To report the 24-month results and predictive factors for outcomes in patients transitioned from other anti-vascular endothelial growth factor agents to aflibercept for the treatment of exudative age-related macular degeneration (AMD). A prospective, single arm, investigator-initiated study. A total of 24 patients participated in the study and 87.5% (n= 21) completed the 24 month assessments.
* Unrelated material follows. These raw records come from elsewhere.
PR #582, opened 2022-01-31
extensions: fix typo

ndr-brt:
This will fix bug reported here: #581


ndr-brt:
I also removed a duplicated service registration of `JettyService`, that caused a warning printed on the console

jimmarino (approved):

Patients were included if they had an active exudative AMD confirmed by fluorescein angiography, presence of fluid on spectral-domain optical coherence tomography (OCT) or new hemorrhage on clinical examination, Electronic Early Treatment Diabetic Retinopathy Study vision of 25 to 80 letters (Snellen equivalent of approximately 20/25-20/320), prior bevacizumab or ranibizumab injections within 3 months of enrollment, and an initial response on OCT defined as a decrease of retinal edema and/or subretinal fluid to anti-vascular endothelial growth factor injections. Patients were treated the first 3 months with 2 mg of intravitreal aflibercept monthly, followed by a fixed bimonthly schedule for 24 months. At each study visit, visual acuity and a spectral-domain OCT scanning of both eyes were performed. The mean absolute change from baseline in central subfield thickness at month 24, mean change from baseline in best-corrected visual acuity (BCVA) score, change from baseline in macular volume, and cube average thickness by spectral-domain OCT. Additionally, predictive factors associated with final visual and anatomic outcomes at month24. A mean decrease in central subfield thickness of-41 μm (P= 0.004) was observed with a mean increase in ETDRS BCVA of+10.4 letters (P < 0.001). At study entry, BCVA was a significant predictive factor for BCVA change at month 24 (rho=-0.59; P= 0.003). Also, the duration between AMD diagnosis and study entry was a significant factor for central subfield thickness change at month 24 (rho=-0.51; P= 0.011). In nonnaïve patients with active exudative AMD, treatment with a fixed intravitreal aflibercept dosing regimen for 24 months demonstrated sustained improvements in anatomy and vision in patients transitioned from other anti-vascular endothelial growth factor agents and stability when compared with 12-month outcomes. Patients who benefited most were those with worse vision at entry and longer duration of disease.